Under the Data Protection Act 2018, you have several rights regarding your personal data, including:

• Right to Be Informed: You have the right to be informed about how your personal data is collected and used.
• Right of Access: You have the right to access and request a copy of the personal data we hold about you.
• Right to Rectification: You can request the correction of any inaccurate or incomplete data we hold about you.
• Right to Erasure: You have the right to request the deletion of your data when it is no longer necessary for the purposes for which it was collected, or when you withdraw your consent.
• Right to Restrict Processing: You have the right to request that we restrict the processing of your personal data in certain circumstances.
• Right to Data Portability: You can request the transfer of your data to another provider in a structured, commonly used, and machine-readable format.
• Right to Object: You have the right to object to the processing of your personal data in certain circumstances, such as for direct marketing.
• Rights Related to Automated Decision-Making and Profiling: You have the right not to be subject to decisions based solely on automated processing, including profiling, that produce legal effects or significantly affect you.

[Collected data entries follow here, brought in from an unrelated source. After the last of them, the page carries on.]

PR #209, opened 2018-11-05
 Enhanced Makefile with realtime comments and contributors file

LorenzoAncora:
This new Makefile explains the actions performed (and their outcome) in real time, as a business grade installer would do.
It is designed in such a way as to give constant feedback to the user through standard GNU Make syntaxes and provide suggestions where appropriate without being overly verbose. [...]

For more informations please read the commits.

The purpose of this push request is to increase the number of users and attract new developers by enhancing the UX.

### DIFF
--- a/CONTRIBUTORS
+++ b/CONTRIBUTORS
@@ -1,0 +1,15 @@
+This is the list of all the people that make this great software.
+Add yourself at the bottom of the list if you do contribute and wish
+to appear as a contributor. At the very minimum, the GitHub username
+is required if you do wish to appear. Other fields are optional.
+
+Format: Firstname Lastname @github-handle <email>
+
+CONTRIBUTORS
+------------
+
+Christian Muehlhaeuser @muesly <muesli@gmail.com>
+Michael Wendland @michiwend
+Gabriel Alacchi @GabrielAlacchi
+Johannes Fürmann @waaaaargh <johannes@fuermann.cc>
+Lorenzo L. Ancora @LorenzoAncora <admin@lorenzoancora.info>
--- a/Makefile
+++ b/Makefile
@@ -4,30 +4,62 @@ COMMIT_SHA=$(shell git rev-parse --short HEAD)
 all: embed
 
 submodule:
+	@echo "Downloading and updating Beehive's submodules..."
+	@echo -n "...executing: "
 	git submodule update --init
+	@echo "Done."
 
 noembed: submodule build
+	@echo "Resource embedding: disabled.\n\
+	You can use 'make embed' to enable it."
 
 generate:
+	@echo "Embedding binary data in go files..."
+	@echo -n "...executing: "
 	$(shell go env GOPATH)/bin/go-bindata --tags embed --pkg api -o api/bindata.go --ignore \\.git assets/... config/...
+	@echo "Data embedded."
 
 go-bindata:
-	[ -f $(shell go env GOPATH)/bin/go-bindata ] || go get -u github.com/jteeuwen/go-bindata/go-bindata
+	@echo -n "Management of go-bindata..."
+	@if [ ! -f $(shell go env GOPATH)/bin/go-bindata ]; then\
+		GOBINDATA_GET="go get -u github.com/jteeuwen/go-bindata/go-bindata";\
+		echo "\nDownloading go-bindata for resource embedding...";\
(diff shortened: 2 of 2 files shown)


LorenzoAncora:
@muesli are you alive? :-)

muesli:
We do so little in the Makefile now I think we should just stick to its default behavior. It already prints out what it's going to call/do.

LorenzoAncora:
> We do so little in the Makefile now I think we should just stick to its default behavior. It already prints out what it's going to call/do.

@muesli I know, but that's the point: the problem is that the verbose output makes it extremely difficult to understand what is happening. The make system was designed specifically to allow this type of customization and, by default, produces information suitable for parsing but not for reading. As the complexity of the makefile increases (and inevitably will happen) the problem gets worse.
An end-user friendly installer will make the application more popular.
Are you still convinced that rejecting this commit is beneficial?

CalmBit:
By and large, if we're looking for a user-friendly installer, we will more than likely package the system and the binaries in a format that doesn't require building everything. That's the end goal, as far as I understand it - binary distribution through better channels than a makefile. Developers, on the other hand, don't necessarily need all the bells and whistles here.

LorenzoAncora:
> [...] end goal [...] **binary distribution** through better channels than a makefile [...] Developers, on the other hand, don't necessarily need all the bells and whistles here.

For further information or to exercise any of these rights, please get in touch with us:

• Telephone: 0141-889-5522
• Address: Healthier Business Group (HB Compliance), Unit 3009, Abbey Mill Business Centre, 12 Seedhill Rd, Paisley, PA1 1JS

11. Information Commissioner’s Office

The Information Commissioner’s Office (ICO) is the body that regulates Healthier Business UK Ltd under Data Protection and Freedom of Information legislation. If you are not satisfied with our response or believe we are processing your personal data not following the law, you can complain to the ICO at:

Information Commissioner’s Office Wycliffe House Water Lane Wilmslow Cheshire SK9 5AF

• Telephone: 0303 123 1113 (local rate) or 01625 545 745 (national rate)
• Fax: 01625 524 510
• Email: casework@ico.org.uk
• Website: https://ico.org.uk/

12. Policy Review

We will review this policy annually when there is a legal obligation to do so and when legislation dictates a requirement.